この記事で扱っていること
- デジタルタスクでカウンタもどきの操作をする方法
を紹介しています。
注意:すべてのエラーを確認しているわけではないので、記事の内容を実装する際には自己責任でお願いします。また、エラー配線は適当な部分があるので適宜修正してください。
LabVIEWで操作するDAQハードウェアには、エンコーダからの信号を入力してエッジを数えたり、信号のデューティー比や周波数を測定することができるカウンタ機能があります(ないものもあります)。
ただ、カウンタは一つのハードウェアに対して数に限りがあり、多くの信号を扱うことができません。
一方で、デジタルの入出力においては1つのポートに対しラインが複数(8つなど)あり、多くの信号を扱うことができます。
デジタルの入出力であってもソフトウェア的に処理することでカウンタのタスクと似たような機能を持たせることができるため、多くのデジタル信号を扱う際にカウンタタスクではなくデジタルタスクとしてエッジカウントやデューティー比および周波数測定を行えると便利だったりします。
本記事ではそのようなプログラムの構成例を紹介しています。
どんな結果になるか
フロントパネルには、デジタル入力用のデバイスを指定する部分とデジタル波形グラフ、そして各ラインで測定したカウント値を表示する数値配列の表示器があります。
実行すると、測定したラインでパルスが来ないと何も変わりませんが、パルス(エッジ)が来るとカウントが増えていきます。
あるいは、各ラインでのエッジカウント値をグラフではなく数値で表示することもできます。
こちらであっても、各ラインごとでエッジカウントしその値を表示させることができます。
ただし、測定されたカウント値は一度に大きく変わることがあります。それは、プログラムの仕組み上、エッジの数をまとめて数えるためです。この点についてはプログラムの構造として以下で紹介します。
プログラムの構造
プログラムの構造としては、各ラインを1チャンネルとしてそれぞれのチャンネルで得られた複数のデジタルデータ(をブール配列にしたもの)に対して「FALSEからTRUE」になったものをカウントしていくというやり方を採用しています。
上で紹介した、グラフ表示、数値配列で表示するどちらのプログラムも理屈は同じです。
まずはグラフ表示する方のプログラムから。
デジタルのタスクは「各ラインで1チャンネル」としています。こうすることで、DAQmx読み取りで「Nチャンネル」と指定して各ラインの値を独立して扱いやすくなります。
また、実際にエッジカウントをしていくWhileループの中では各ループごとにDAQmx読み取りで取得したデータの中しか調べないので、一度にDAQmx読み取りで取得するデータの数を指定しておきます。
例えば「20」としておくと、各ループごとに測定したデジタル値(FalseかTrueか)を20個取得し、その中で「False→True」になった部分があればエッジカウント値を1増やします。これら20個のデータ全てでエッジがあるかを調べてから、カウントした値を表示させます。

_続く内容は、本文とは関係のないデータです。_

PR #564, opened 2021-09-09
Performance optimization for `_split_bitstream`

johnboiles:
In profiling performance of #559, I noticed that a ton of time is spent in `_split_bitstream`. So I set out to speed it up. In my test case (passing through un-transcoded h264 1080p), it's now 280x faster than it was. I think it's also a lot easier to read.

Here's what I'm using to profile

```
python -m cProfile -o out.profile webcam.py
snakeviz -s -H 0.0.0.0 out.profile
```

### DIFF
--- a/src/aiortc/codecs/h264.py
+++ b/src/aiortc/codecs/h264.py
@@ -222,32 +222,30 @@ class H264Encoder(Encoder):
 
     @staticmethod
     def _split_bitstream(buf: bytes) -> Iterator[bytes]:
-        # TODO: write in a more pytonic way,
-        # translate from: https://github.com/aizvorski/h264bitstream/blob/master/h264_nal.c#L134
+        # Translated from: https://github.com/aizvorski/h264bitstream/blob/master/h264_nal.c#L134
         i = 0
         while True:
-            while (buf[i] != 0 or buf[i + 1] != 0 or buf[i + 2] != 0x01) and (
-                buf[i] != 0 or buf[i + 1] != 0 or buf[i + 2] != 0 or buf[i + 3] != 0x01
-            ):
-                i += 1  # skip leading zero
-                if i + 4 >= len(buf):
-                    return
-            if buf[i] != 0 or buf[i + 1] != 0 or buf[i + 2] != 0x01:
-                i += 1
+            # Find the start of the NAL unit
+            # NAL Units start with a 3-byte or 4 byte start code of 0x000001 or 0x00000001
+            # while buf[i:i+3] != b'\x00\x00\x01':
+            i = buf.find(b"\x00\x00\x01", i)
+            if i == -1:
+                return
+
+            # Jump past the start code
             i += 3
             nal_start = i
-            while (buf[i] != 0 or buf[i + 1] != 0 or buf[i + 2] != 0) and (
-                buf[i] != 0 or buf[i + 1] != 0 or buf[i + 2] != 0x01
-            ):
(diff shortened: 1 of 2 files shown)


johnboiles:
If I'm reading this right this is a 42% improvement (using cumulative percall metric) to `_split_bitstream`. Here's without the optimization:

image

Here's with the optimiazation:

image

Cumulative time per call shows an improvement of 42%! I think this is the most relevant metric since it includes calls to sub functions.

`(0.007372-0.004275)/0.007372 = 0.42010309`

But total time is also improved by 30%

`(0.006159-0.004275)/0.006159 = 0.30589381`

johnboiles:
Not satisfied with a 40% improvement I dove deeper and got to a 2+ **order of magnitude** speed increase 🚀 😄 Apparently `bytes.find` is very efficient.

After the first commit (roughtly the same as the second pic in the last comment): 0.004232s cumulative per call

image

Now with the second commit: 0.00002629s cumulative per call (and wayyyy down in the list of functions in the profile)

image

Based on the original measurement of 0.007372s cumulative per call, that's a 99.64338% improvement or 280x faster!

We can squash these commits together when we merge, but I think they're interesting on their own to see the improvement process.

X-Ryl669:
You're modifying the behavior of the code here. In H264, NAL unit can start by either `0x00 00 01` or `0x00 00 00 01`. In your patch, you've dropped the second case. If I were you, I would check what is the byte before the `0x00 00 01` (once found) and if it's 0x00, then adjust your len and pointer accordingly. 

Nice improvement by the way.

johnboiles:
Haha yeah reading the old code it was _really_ hard to understand the cases it was handling. The resulting code is simple but it's the result of a lot of time getting confused then clarifying :) Thanks for thinking about it!

I also went ahead and fixed up the test to actually check if the right packet is output (not just the right number of packets). Looks like it was using literals wrong anyways (`b'\ff' != b'\xff'`)

jlaine:
This is awesome, thanks for the very detailed description, more readable code and improved tests!

jlaine:
I fixed the linter error, but the test suite fails. Could you check whether it's the code or the test that's wrong?

jlaine:
@rprata @johnboiles any chance of fixing the failing test (or the code)?

johnboiles:
Yeah I can just might be a couple days

jlaine:
@johnboiles any news on this, I'd love to merge it?

johnboiles:
Weird, I must have made that last part of the test without actually running it. My bad. Should be good to go now.

jlaine:
Hm, the linter error is your fault, the test against apprtc.io is not..

lgrahl:
Is the apprtc test against the live server? Because [Google decided to take it down](https://groups.google.com/g/discuss-webrtc/c/H7XuZfgkGH0/m/FR_w_VKdBgAJ).

jlaine:
> Is the apprtc test against the live server? Because [Google decided to take it down](https://groups.google.com/g/discuss-webrtc/c/H7XuZfgkGH0/m/FR_w_VKdBgAJ).

Yeah it was. I've put together a PR which rips out anything related to AppRTC in #623

jlaine:
OK well we're almost but not quite there: there is still a branch of code which has no corresponding unit test. Could you fix this please?

jlaine:
I have added the missing unit test, and am merging the PR, thanks so much!

PR #570, opened 2021-09-20
[examples] add python to python webcam example using socket.io

djsamseng:
Hey thanks for giving us this library! Just thought this additional example might be useful for those trying to get a barebones implementation together that shows most of the parts from the ground up.


examples/socketio-webcam-videostream/pycli/cli.py
```diff
@@ -0,0 +1,108 @@
...
+    else:
+        webcam = MediaPlayer("/dev/video0", format="v4l2", options=options)
+    if webcam and webcam.audio:
+        pc.addTrack(webcam.audio)
+
+    if webcam and webcam.video:
+        pc.addTrack(webcam.video)
+
+async def createOffer():
+    print("Creating an offer. Waiting for an answer")
```
rprata, line 40: Use `logging` class to print message and add `--verbose` `arg` option in your example.

jlaine:
Hi! I'm not sure I understand what this example does. Is it just changing the signaling method?

jlaine:
@djsamseng Do you think we could have a revised version of this PR which *only* provides a new signaling method, so that it can be plugged into all existing examples? Also, in 2022 what's the advantage of using socket.io as opposed to a plain WebSocket?

djsamseng:
Fair point - I guess this isn't needed then!

jlaine:
I'd still welcome an additional signal method that uses a WebSocket :)

PR #592, opened 2021-11-24
connectionstatechange should be emitted when remote is closing the co…

guillaumeldc:
I couldn't figure out why I couldn't catch the "closed" state when the remote peer was closing the connection. The connectionstatechange event is not emitted for this use case. 
When the remote peer close the connection dtlsStates contains ({'closed'},) so we should also emit the connectionstatechange event.


jlaine:
Can you please provide the link to the relevant spec, I'm not sure this is correct? Also I'm surprised no tests need updating?

guillaumeldc:
https://w3c.github.io/webrtc-pc/#update-the-connection-state
Whenever the state of an RTCDtlsTransport changes **or** when the [[IsClosed]] slot turns true, the user agent MUST update the connection state. 

My understanding is that the current code only emits the closed event when the internal slot turn true.
Yes the tests might need updating, I'll take look at that.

そのため、この「一度にDAQmx読み取りで取得するデータの数」が小さいほど、エッジカウント値を細かく知ることができる一方で、値が小さすぎるとバッファからのデータ読み取りが遅すぎてエラーが起こる可能性が出るので注意します。
そしてWhileループに入る前には、配列初期化で、ブールデータとカウント値を記録しておくためのシフトレジスタの初期値を定めています。
ブールデータをためておくのは、あるラインに注目したときに、前のループの最後のブール値を次のループの最初のブール値と比べる事でエッジがあるかどうかを確認するためです。
エッジカウントを行うWhileループの中では、まず外側のForループの自動指標付け有効にした入力トンネルで1ラインで読み取ったブールデータ配列とし、これに対して内側のForループでエッジを検出するためにこのブールデータ配列一つ一つを調べるようにしています。
内側のForループでエッジの数を数え終えたら、その値をWhileループの外側で用意しておいたカウント値を保持している二次元配列に渡します。
カウント値を数値配列で表示する方のブロックダイアグラムも紹介します。
やっていることは同じです。違いといえば、カウント値を保持しておく配列が二次元配列ではなく一次元配列になっていることくらいです。(もちろんこれに伴いForループの中の配列関数の使用法も若干変わりますが)
立下りエッジを検出する場合
上で紹介したプログラムは、エッジカウントとして、立ち上がりエッジを検出していました。もし立下りエッジを検出する場合には「TRUEからFALSE」を検出すればいいので、不等号を逆にすれば対応できます。
そもそも今回のプログラムのキモは、ブールには大小関係があり、FalseよりもTrueの方が「大きい」ということを利用しています。
立ち上がりエッジの場合には「False→True」となっているはずなので、あるタイミングで取られた、m個めのブール値と、(シフトレジスタで得られている)m-1個めのブール値の大小関係を比べ、「(m個めのブール値)> (m-1個めのブール値)」がTrueになっていればエッジがあったと判断できます。
ということは・・・立ち下がりエッジの場合には「True→False」を検出すればいいので、不等号の向きを反転させれば検出することができるようになります。
効率を求めて処理を分ける
上で紹介したプログラムは全ての処理(データ測定から解析まで)を一つのWhileループ内で行っています。
より効率のいいプログラムといえば・・・そう、キューを用いて生産者/消費者ループに分けるやり方ですね。
知っている人にとっては言われるまでもなく書き換えができるとは思いますが、一応プログラムの形の例を以下の図で紹介します。
本記事では、デジタルタスクによってエッジをカウントする方法を紹介してきました。本来はカウンタのタスクとしてエッジカウントができるので使用される場面は限られるかもしれませんが、搭載されたカウンタよりも多くのエッジを測る際の選択肢として参考になればうれしいです。
ここまで読んでいただきありがとうございました。